Muchos nos acostumbramos a soportar; otros no. Cuando el país entró en crisis no hubo treguas. Cada año fue peor. Nunca había fondo en Venezuela, en el abismo comenzamos a cambiar nuestras rutinas. Ya no salía casi en las noches por miedo a la delincuencia; no podía sacar el teléfono en la calle porque podían atracarme; no podía comprar lo que necesitaba en un mercado, sino lo que había, no alcanzaba el dinero; no podía ir a un hospital cuando tenía una dolencia porque no había medicinas, solo salía lo necesario porque el transporte público opera con dificultades y ni siquiera podías manifestarte porque podía ser peligroso. Se convirtió en una vida llena de privaciones.
Nación rota
Después del 23 de febrero de este año me sentí menos enérgica. Cubría el intento de ingreso de ayuda internacional para EL PAÍS. Estaba con otras dos periodistas cerca del puente fronterizo Simón Bolívar de Táchira cuando comenzó el desproporcionado ataque de militares y civiles armados contra manifestantes opositores. Nos refugiamos en casa de una evangélica unas tres horas. Escuchamos los gritos y los silbidos de las balas. Sentí pánico y agotamiento. Por eso, unos meses después, decidí usar una visa profesional que había solicitado en Chile y emigré.
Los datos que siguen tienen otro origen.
PR #2063, opened 2024-06-12
Fix Cypress failures

### LINKED ISSUE #2058: Broken Cypress test related to login modal (heisenbug)
### Problem

https://cloud.cypress.io/projects/q6whky/runs/2370/test-results/0417b59b-4b92-4529-95bc-8228fffc0f88?actions=%5B%5D&browsers=%5B%5D&groups=%5B%5D&isFlaky=%5B%5D&modificationDateRange=%7B%22startDate%22%3A%221970-01-01%22%2C%22endDate%22%3A%222038-01-19%22%7D&orderBy=EXECUTION_ORDER&oses=%5B%5D&specs=%5B%5D&statuses=%5B%7B%22value%22%3A%22FAILED%22%2C%22label%22%3A%22FAILED%22%7D%5D&testingTypesEnum=%5B%5D&utm_source=github

Screenshot 2024-06-11 at 10 03 13 AM

From: https://cloud.cypress.io/projects/q6whky/runs/2370/test-results/0417b59b-4b92-4529-95bc-8228fffc0f88/video?actions=%5B%5D&browsers=%5B%5D&groups=%5B%5D&isFlaky=%5B%5D&modificationDateRange=%7B%22startDate%22%3A%221970-01-01%22%2C%22endDate%22%3A%222038-01-19%22%7D&orderBy=EXECUTION_ORDER&oses=%5B%5D&specs=%5B%5D&statuses=%5B%7B%22value%22%3A%22FAILED%22%2C%22label%22%3A%22FAILED%22%7D%5D&testingTypesEnum=%5B%5D&utm_source=github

No es la primera vez que he estado tiempo en el exterior. En 2015 pasé unos meses en España, estudié un curso para periodistas y muchas veces pensé en no volver a Caracas. De hecho, en Madrid tuve varias pesadillas donde volvía al país y no podía salir. Veía las noticias y sentía que habíamos entrado en una encrucijada.
Más de la mitad de mis amigos se ha ido del país. Sumergidos en la crisis, cualquiera tiene sus propias condiciones y decisiones. Conozco a varias personas que salieron empujados por el hambre, desesperados por carretera y, a veces, sin documentos, a Perú, Ecuador o Colombia. También conocí a otros en busca de tratamientos médicos, seguridad, mejor educación para sus hijos o servicios básicos. Están los que se quedaron, muchos con ganas de continuar en el país y otros con planes de irse. En el exterior, cuando la gente escucha nuestro acento, dice que somos muchos y, sí, estamos dispersos por el mundo, somos como piezas de una nación rota.
Mi abuelo y el valor de la democracia
Venezuela, vista desde el extranjero, parece ficción distópica. Y desde dentro —en el epicentro del caos— se tiene la sensación de vivir algunos episodios de 1984, la novela de George Orwell que relata cómo una sociedad es controlada mediante el miedo y el adoctrinamiento impuesto por el Gran Hermano.
Por muchos años ese libro estuvo en la biblioteca de mi casa: pertenecía a mi abuelo Eufemio, un español que llegó a Caracas en los 50 para escapar de la dictadura de Franco. Yo lo leí en 2005, cuando estudiaba la carrera. Quizá, consciente de lo valioso de la democracia, mi abuelo subrayó una frase en el libro: “La libertad es la libertad de poder decir que dos más dos son cuatro. Concedido esto, lo demás viene por sí solo”. Tras hojearlo, hallé similitudes con la revolución bolivariana que se multiplicaron con el tiempo. Hoy, encuentro en los totalitarismos un patrón que condena a poblaciones al espanto de la miseria, persecuciones y exilio.